Gelonghui November 15 | China Antibody-B (03681.HK) announced that on November 14, 2023, a new drug research application for sucilizumab for mild cognitive impairment or mild dementia caused by Alzheimer's disease has been submitted to the Drug Evaluation Center of China's State Drug Administration and has been accepted. The company plans to begin phase I clinical trials in China after the current new drug research application is approved. Once the current new drug research application is approved, the company will be able to carry out clinical research and development projects to treat early symptomatic Alzheimer's disease in China, including mild cognitive impairment or mild dementia caused by Alzheimer's disease.

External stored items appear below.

PR #1319, opened 2019-06-02
fix(changelog): changelog generator now handles merge commits better

### LINKED ISSUE #1304: Changelog generator does not work with the release workflow
The changelog generator has a problem with the current release workflow.

```
* f18ea549 (HEAD -> master, tag: v0.31.0, origin/master, origin/maint, origin/HEAD) fix(execute): copy the table when a table is used multiple times (#1301)
* 979cf176 refactor: change the table interface (#1300)
* 3c742a58 (refactor/sql) test(stdlib): skip tests while filter produces empty tables
* 025e7f63 test(stdlib):chronograf aggregate window flux tests
* 4c61c181 test(influxdb/v1): chronograf meta query flux tests
* 3204dd2d ci: add codecov.io support to flux (#1273)
*   f0b68507 Merge branch 'maint'
|\
| * ec371174 (tag: v0.30.0) feat(universe): support for dynamic queries (#1284)
* | 2cce6fe4 feat(universe): support for dynamic queries (#1284)
|/
• 32fb2fb7 (tag: v0.29.0) fix(execute): properly use RefCount to reference count tables (#1216)
```

The changelog currently defaults to using a depth first search when processing log entries. This works fine for a continuous chain, but in the above, it checked the entire history before finally checking the second branch.

This means that it generates the wrong changelog. But the solution is a bit more complicated than that as seen by the above. If a breadth-first search was used, it could still find changes that are unrelated. If the parents had been reversed, then the change `2cce6fe4` would have potentially been missed since the version 0.30.0 branch would have been checked first and iteration would have been finished.

It seems to me like we need to have the changelog generator walk parents and finish at either the common parent between the previous revision and the current one and have it finish at the previous revision in order to get all new commits.

jsternberg:
- [ ] docs/SPEC.md updated
- [ ] Test cases written

When the git log contained merges, the changelog generator didn't
necessarily work correctly. First, it would attempt to parse the message
in merge commits which was always wrong and always printed an error
message. Now, the changelog generator is told to just skip those commits
and move on since merge commits won't contain the message we're looking
for anyway.

The second happened with patch releases and feature branches that were
under work for more than a release. If a release was performed on the
maint branch and another commit was done on master before merging
maint back to master, the tree could be constructed in a way where the
previous version commit could not be clearly found such as in this
example from the `v0.31.0` release.

    * 3204dd2d ci: add codecov.io support to flux (#1273)
    *   f0b68507 Merge branch 'maint'
    |\
    | * ec371174 (tag: v0.30.0) feat(universe): support for dynamic queries (#1284)
    * | 2cce6fe4 feat(universe): support for dynamic queries (#1284)
    |/
    * 32fb2fb7 (tag: v0.29.0) fix(execute): properly use RefCount to reference count tables (#1216)

If the changelog generator encountered this pattern, it was undefined
exactly how it would behave. In this specific scenario, it parsed every
commit on the left branch going back to the root commit and then found
the previous commit on the second side of the branch. The opposite could
happen too and then it would have missed adding the commit from the
other branch.

The changelog generator has now been modified to find the merge base
before it attempts to read the log to prevent searching back through the
entire history. In the above situations, `v0.29.0` would be found and
act as a final constraint for parent commits.

The changelog parser has also been modified to use a breadth-first
search instead of depth-first search and it does not use the `Log()`
method from the go-git library. This is because the go-git library does
not have a way to stop at a specific commit and stop looking at parent
commits. We now limit the breadth-first search of commits to either the
merge base or the previous version commit which should be the same
commit if the release process was followed correctly. A breadth-first
search is used to ensure we get all commit messages from any merges and
don't skip any commits because we reached the terminating commit first.

Fixes #1304.

### DIFF
--- a/internal/cmd/changelog/cmd/generate.go
+++ b/internal/cmd/changelog/cmd/generate.go
@@ -147,34 +147,139 @@ func findPreviousRelease(r *git.Repository, v *semver.Version) (*semver.Version,
 
 // findNewCommits queries the git repository for new commits since the last tagged release.
 func findNewCommits(r *git.Repository, prevHash, currHash plumbing.Hash) ([]Commit, error) {
-	logs, err := r.Log(&git.LogOptions{
+	// Find a common merge base which will tell us all of the commits that have been
+	// merged in since the previous release that may not have been branched off of the
+	// previous release. Usually, the result of this will be the same as prevHash.
+	mergeBase, err := findMergeBase(r, prevHash, currHash)
+	if err != nil {
+		return nil, err
+	}
+
+	// Keep a queue of which commits we will process and which commits we have already
+	// seen. If we have processed a commit before, we do not want to process it again.
+	queue := []plumbing.Hash{currHash}
+	seen := make(map[plumbing.Hash]bool)
+
+	var commits []Commit
+	for len(queue) > 0 {
+		h := queue[0]
+		queue = queue[1:]
+
+		if seen[h] {
+			continue
+		}
+		seen[h] = true
+
+		if h == prevHash || h == mergeBase {
+			// Do not process this commit or its
+			// parents. We are done processing commits on this
+			// branch.
+			continue
+		}
+
+		commit, err := r.CommitObject(h)
+		if err != nil {
+			return nil, err
+		}
+
+		// Ignore merge commits when parsing commit messages.
+		if len(commit.ParentHashes) <= 1 {
+			c, err := parseCommit(commit)
+			if err == nil {
+				commits = append(commits, c)
+			} else {
+				log.Printf("invalid commit message %v: %v", commit.Hash, err)
+			}
+		}
+
+		// Iterate over the parents and add them to the queue.
+		queue = append(queue, commit.ParentHashes...)
+	}
+	return commits, nil
+}
+
+// findMergeBase finds the common parent commit the two commits have.
+//
+//
+func findMergeBase(r *git.Repository, prevHash, currHash plumbing.Hash) (plumbing.Hash, error) {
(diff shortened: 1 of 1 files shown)


internal/cmd/changelog/cmd/generate.go
```diff
@@ -147,34 +147,118 @@ func findPreviousRelease(r *git.Repository, v *semver.Version) (*semver.Version,
...
+			log    object.CommitIter
+		)
+
+		if prevCommit == nil {
+			commit, log = &currCommit, currLog
+		} else if currCommit == nil {
+			commit, log = &prevCommit, prevLog
 		} else {
-			log.Printf("invalid commit message %v: %v", commit.Hash, err)
+			if currCommit.Committer.When.Before(prevCommit.Committer.When) {
```
wolffcm: Is this `When` field that actual time that the commit was added relative to other commits?

I have seen dates in the git log that are definitely from way before the commit was added, which must be due to `git commit --amend` or force push.

jsternberg: It is. Git is... not very smart about this. It's what the actual `merge-base` command does. Here's the code that sets the comparison:

https://github.com/git/git/blob/master/commit-reach.c#L38

The generation that's referenced comes from a commit graph that isn't written to disk unless you explicitly write it to disk so it's almost always empty and isn't exposed by the go-git library.

The generation number would be much better and exactly what would be needed, but it doesn't exist for practical purposes. Git code just seems to use commit dates as a way of trying to reduce the amount of time for practical purposes, but it's obviously not very reliable.

jsternberg:
I updated the code with comments to explain what I was doing.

Sucilizumab is a first-of-its-kind anti-CD22 monoclonal antibody product developed independently by the company. It is used to treat rheumatoid arthritis (RA). It also has the potential to treat other diseases such as systemic lupus erythematosus (SLE), non-Hodgkin lymphoma (NHL), dry syndrome (SS), and Alzheimer's disease. It uses a new mechanism of action that is very different from treatments currently on the market. Currently, there is a high conversion rate from mild cognitive impairment due to Alzheimer's disease to mild dementia, and from mild dementia to moderate to severe dementia. Therefore, slowing the progression of Alzheimer's disease and preventing early dementia from progressing further to middle to advanced dementia have become key strategies for treating mild cognitive impairment and mild dementia caused by Alzheimer's disease. Shucilizumab was also developed for this indication based on this strategy. After binding to CD22, sucilimab can act through the dual mechanism of promoting the removal of beta amyloid deposits and inhibiting neuroinflammation. Compared with other approved products that only remove beta amyloid protein, sucilimab has a therapeutic advantage. With this unique mechanism of action, sucilizumab may also reduce the clinical safety risks of beta-amyloid antagonist treatment and mitigate adverse effects associated with amyloid-related imaging abnormalities (ARIA), such as imaging abnormalities associated with Abeta amyloids-cerebral edema exudation (ARIA-E) or imaging abnormalities associated with Abeta amyloids-brain edema, and imaging abnormalities associated with Abeta amyloids-cerebral hemorrhage (ARIA-H).
A biological product license application for treatment of RA with sucilizumab was accepted by the State Drug Administration in September 2023, and is currently undergoing technical review. An extended phase III trial of RA is also ongoing in China.